Dataset entries:
::::
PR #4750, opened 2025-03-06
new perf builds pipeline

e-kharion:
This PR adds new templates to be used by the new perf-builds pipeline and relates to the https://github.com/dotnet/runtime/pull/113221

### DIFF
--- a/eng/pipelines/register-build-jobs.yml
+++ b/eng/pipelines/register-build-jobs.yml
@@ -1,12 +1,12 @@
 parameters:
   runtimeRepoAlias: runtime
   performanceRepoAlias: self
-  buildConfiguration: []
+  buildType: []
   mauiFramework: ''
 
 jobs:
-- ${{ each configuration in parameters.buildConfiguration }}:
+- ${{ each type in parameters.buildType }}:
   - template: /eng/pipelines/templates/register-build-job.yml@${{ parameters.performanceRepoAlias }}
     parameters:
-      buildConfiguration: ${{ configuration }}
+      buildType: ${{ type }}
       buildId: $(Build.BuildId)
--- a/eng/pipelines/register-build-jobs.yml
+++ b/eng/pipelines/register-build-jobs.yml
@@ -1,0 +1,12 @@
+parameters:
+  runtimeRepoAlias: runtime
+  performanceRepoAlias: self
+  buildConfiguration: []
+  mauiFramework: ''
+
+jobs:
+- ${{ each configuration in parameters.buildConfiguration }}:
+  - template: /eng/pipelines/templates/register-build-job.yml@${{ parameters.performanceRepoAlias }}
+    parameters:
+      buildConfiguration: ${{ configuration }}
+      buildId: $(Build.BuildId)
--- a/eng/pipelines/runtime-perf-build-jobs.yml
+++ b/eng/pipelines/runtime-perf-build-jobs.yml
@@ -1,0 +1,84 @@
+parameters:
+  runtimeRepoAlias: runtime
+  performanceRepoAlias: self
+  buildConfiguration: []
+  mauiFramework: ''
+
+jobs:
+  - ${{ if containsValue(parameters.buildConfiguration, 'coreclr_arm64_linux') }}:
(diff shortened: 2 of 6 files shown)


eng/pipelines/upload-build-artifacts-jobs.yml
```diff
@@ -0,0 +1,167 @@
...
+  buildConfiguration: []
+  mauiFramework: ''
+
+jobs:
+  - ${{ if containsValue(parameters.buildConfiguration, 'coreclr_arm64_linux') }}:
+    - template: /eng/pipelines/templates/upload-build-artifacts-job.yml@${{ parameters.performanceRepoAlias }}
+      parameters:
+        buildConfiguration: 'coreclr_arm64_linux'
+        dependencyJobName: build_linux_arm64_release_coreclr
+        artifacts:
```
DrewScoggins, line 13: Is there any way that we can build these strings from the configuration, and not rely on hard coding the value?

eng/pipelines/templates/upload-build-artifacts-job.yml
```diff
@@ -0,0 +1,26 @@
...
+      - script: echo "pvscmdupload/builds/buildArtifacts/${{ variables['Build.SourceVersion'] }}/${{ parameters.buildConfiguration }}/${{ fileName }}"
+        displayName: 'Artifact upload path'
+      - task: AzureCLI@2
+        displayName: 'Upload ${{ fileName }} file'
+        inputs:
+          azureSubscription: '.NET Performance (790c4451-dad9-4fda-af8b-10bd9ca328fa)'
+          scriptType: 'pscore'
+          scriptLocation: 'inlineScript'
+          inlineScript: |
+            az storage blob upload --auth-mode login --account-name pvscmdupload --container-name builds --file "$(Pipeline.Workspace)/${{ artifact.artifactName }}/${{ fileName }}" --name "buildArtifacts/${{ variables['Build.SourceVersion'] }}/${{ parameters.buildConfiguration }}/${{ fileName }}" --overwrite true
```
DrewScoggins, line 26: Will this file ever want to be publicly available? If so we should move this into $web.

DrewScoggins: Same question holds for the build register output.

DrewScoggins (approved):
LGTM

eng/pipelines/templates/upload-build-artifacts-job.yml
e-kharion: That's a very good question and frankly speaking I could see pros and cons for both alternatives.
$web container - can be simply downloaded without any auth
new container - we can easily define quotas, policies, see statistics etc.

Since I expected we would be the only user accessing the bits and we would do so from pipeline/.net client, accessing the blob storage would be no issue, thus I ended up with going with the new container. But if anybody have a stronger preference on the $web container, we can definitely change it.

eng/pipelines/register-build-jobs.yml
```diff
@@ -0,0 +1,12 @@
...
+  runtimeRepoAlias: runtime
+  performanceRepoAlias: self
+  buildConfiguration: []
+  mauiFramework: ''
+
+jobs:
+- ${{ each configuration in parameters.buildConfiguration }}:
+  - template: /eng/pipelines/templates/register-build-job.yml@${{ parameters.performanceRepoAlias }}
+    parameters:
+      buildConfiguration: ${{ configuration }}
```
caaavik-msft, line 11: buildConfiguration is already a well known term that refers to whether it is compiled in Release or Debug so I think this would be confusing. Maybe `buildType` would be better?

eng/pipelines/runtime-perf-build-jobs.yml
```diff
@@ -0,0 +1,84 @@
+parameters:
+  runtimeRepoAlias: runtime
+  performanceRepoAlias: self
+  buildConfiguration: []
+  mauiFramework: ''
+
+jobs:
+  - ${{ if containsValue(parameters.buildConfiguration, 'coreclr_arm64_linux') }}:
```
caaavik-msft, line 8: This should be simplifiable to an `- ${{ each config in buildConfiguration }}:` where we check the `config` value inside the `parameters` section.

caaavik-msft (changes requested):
::::
● **Task directions**: Out of the preceding entries, pull every line containing the string "caaavik".

● **Answer for the task**:
caaavik-msft, line 11: buildConfiguration is already a well known term that refers to whether it is compiled in Release or Debug so I think this would be confusing. Maybe `buildType` would be better?
caaavik-msft, line 8: This should be simplifiable to an `- ${{ each config in buildConfiguration }}:` where we check the `config` value inside the `parameters` section.
caaavik-msft (changes requested):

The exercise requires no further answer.